### EXERCISE PROMPT:
Using the records that follow, copy every line containing the word "reported".

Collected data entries
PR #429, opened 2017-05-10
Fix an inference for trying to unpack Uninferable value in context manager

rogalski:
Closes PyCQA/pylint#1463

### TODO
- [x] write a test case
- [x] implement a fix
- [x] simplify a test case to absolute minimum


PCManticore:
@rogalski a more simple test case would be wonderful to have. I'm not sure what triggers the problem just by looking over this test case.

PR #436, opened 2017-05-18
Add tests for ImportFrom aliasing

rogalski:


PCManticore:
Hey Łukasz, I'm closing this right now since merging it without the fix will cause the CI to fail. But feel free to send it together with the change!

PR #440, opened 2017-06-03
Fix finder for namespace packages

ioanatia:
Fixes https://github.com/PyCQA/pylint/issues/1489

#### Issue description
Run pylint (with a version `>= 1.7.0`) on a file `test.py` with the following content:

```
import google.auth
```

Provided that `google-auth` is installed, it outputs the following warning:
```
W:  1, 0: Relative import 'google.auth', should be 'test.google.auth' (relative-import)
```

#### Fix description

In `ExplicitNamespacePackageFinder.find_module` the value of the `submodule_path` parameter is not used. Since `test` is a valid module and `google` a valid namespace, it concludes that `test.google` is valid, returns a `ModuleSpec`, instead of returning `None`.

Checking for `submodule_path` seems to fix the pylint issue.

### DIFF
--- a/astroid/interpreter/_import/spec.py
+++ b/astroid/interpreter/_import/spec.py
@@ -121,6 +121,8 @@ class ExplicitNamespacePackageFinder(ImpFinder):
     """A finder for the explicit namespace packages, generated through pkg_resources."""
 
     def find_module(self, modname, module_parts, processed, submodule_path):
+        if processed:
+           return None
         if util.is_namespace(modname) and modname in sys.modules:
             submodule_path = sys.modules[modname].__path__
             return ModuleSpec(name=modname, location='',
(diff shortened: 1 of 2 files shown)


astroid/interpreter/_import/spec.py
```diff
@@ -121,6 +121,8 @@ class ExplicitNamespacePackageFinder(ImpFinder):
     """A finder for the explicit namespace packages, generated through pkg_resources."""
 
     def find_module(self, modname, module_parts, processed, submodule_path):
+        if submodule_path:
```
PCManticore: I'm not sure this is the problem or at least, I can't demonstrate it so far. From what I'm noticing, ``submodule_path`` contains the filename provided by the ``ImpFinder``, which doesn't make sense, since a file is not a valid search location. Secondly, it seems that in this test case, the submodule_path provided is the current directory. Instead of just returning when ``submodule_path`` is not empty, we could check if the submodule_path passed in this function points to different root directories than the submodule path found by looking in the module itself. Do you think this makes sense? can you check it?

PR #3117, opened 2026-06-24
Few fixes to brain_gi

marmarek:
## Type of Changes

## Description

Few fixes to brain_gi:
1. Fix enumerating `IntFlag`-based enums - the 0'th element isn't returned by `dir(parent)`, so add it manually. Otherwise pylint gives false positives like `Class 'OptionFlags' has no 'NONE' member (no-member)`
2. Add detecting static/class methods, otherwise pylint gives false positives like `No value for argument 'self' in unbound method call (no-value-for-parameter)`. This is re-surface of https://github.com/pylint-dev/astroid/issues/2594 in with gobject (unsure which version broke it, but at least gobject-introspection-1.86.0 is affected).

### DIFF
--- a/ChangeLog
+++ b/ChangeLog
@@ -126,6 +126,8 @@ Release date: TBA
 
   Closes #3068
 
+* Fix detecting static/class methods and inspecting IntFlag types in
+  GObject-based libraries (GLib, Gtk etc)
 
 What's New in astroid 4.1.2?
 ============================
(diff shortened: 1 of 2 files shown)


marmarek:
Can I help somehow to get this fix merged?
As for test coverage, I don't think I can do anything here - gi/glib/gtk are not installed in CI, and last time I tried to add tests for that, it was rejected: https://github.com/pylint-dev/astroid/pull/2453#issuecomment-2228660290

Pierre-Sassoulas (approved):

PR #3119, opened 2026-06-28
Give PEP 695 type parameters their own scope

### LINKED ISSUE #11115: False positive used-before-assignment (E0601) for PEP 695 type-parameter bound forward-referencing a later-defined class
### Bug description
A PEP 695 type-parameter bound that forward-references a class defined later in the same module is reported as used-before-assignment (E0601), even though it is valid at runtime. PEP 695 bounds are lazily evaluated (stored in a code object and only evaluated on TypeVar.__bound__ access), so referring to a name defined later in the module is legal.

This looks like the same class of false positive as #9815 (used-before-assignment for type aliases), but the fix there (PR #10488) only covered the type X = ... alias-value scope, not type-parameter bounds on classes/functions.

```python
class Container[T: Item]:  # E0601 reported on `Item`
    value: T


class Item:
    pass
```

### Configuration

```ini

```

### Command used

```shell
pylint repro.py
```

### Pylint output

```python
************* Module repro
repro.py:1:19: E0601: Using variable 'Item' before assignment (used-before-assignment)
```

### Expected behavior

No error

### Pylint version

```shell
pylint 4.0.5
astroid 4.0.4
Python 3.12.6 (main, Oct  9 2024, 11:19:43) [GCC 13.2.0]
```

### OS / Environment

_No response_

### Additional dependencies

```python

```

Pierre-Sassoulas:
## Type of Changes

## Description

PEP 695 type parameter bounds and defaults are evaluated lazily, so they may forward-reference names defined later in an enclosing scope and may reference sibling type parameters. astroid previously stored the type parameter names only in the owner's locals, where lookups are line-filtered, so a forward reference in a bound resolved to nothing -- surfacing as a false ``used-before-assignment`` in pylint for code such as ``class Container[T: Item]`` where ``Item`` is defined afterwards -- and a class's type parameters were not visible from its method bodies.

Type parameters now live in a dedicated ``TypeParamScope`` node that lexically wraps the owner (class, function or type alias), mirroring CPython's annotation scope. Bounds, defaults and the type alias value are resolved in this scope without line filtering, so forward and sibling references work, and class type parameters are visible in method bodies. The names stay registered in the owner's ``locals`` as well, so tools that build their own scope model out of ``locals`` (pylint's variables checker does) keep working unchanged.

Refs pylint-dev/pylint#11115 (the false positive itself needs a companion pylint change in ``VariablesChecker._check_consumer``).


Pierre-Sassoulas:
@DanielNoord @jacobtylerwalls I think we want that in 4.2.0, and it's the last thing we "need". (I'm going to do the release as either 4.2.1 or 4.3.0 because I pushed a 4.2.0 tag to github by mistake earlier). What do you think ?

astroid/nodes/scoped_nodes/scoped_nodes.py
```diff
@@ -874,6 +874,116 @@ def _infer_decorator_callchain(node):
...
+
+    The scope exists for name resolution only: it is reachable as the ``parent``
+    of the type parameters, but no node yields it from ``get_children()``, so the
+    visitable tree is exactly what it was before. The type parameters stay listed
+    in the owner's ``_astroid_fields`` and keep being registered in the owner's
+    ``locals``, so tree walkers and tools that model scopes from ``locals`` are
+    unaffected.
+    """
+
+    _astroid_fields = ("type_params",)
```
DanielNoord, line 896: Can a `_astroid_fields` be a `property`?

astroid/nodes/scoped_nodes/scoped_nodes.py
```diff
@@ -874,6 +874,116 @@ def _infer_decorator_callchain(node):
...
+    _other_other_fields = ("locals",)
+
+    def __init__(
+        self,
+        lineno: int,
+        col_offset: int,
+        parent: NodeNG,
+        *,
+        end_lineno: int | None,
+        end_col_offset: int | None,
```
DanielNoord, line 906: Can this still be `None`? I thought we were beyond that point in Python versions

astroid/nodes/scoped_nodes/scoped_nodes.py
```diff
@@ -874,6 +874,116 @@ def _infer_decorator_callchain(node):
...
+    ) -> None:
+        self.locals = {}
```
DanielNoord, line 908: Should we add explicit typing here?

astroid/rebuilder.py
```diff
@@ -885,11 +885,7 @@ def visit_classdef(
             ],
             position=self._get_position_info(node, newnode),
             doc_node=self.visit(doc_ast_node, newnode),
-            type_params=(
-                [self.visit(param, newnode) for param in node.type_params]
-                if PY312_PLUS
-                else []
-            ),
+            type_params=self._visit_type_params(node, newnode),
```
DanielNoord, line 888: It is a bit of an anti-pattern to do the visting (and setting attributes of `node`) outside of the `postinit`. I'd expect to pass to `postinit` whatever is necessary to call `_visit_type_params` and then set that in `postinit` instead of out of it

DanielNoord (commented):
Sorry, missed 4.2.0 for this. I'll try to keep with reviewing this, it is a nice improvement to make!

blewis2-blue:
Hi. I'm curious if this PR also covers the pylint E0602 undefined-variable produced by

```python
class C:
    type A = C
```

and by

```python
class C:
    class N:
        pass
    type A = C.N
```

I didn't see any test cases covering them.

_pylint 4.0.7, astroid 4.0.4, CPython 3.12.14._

### SOLUTION FOR THIS EXERCISE:
A PEP 695 type-parameter bound that forward-references a class defined later in the same module is reported as used-before-assignment (E0601), even though it is valid at runtime. PEP 695 bounds are lazily evaluated (stored in a code object and only evaluated on TypeVar.__bound__ access), so referring to a name defined later in the module is legal.
class Container[T: Item]:  # E0601 reported on `Item`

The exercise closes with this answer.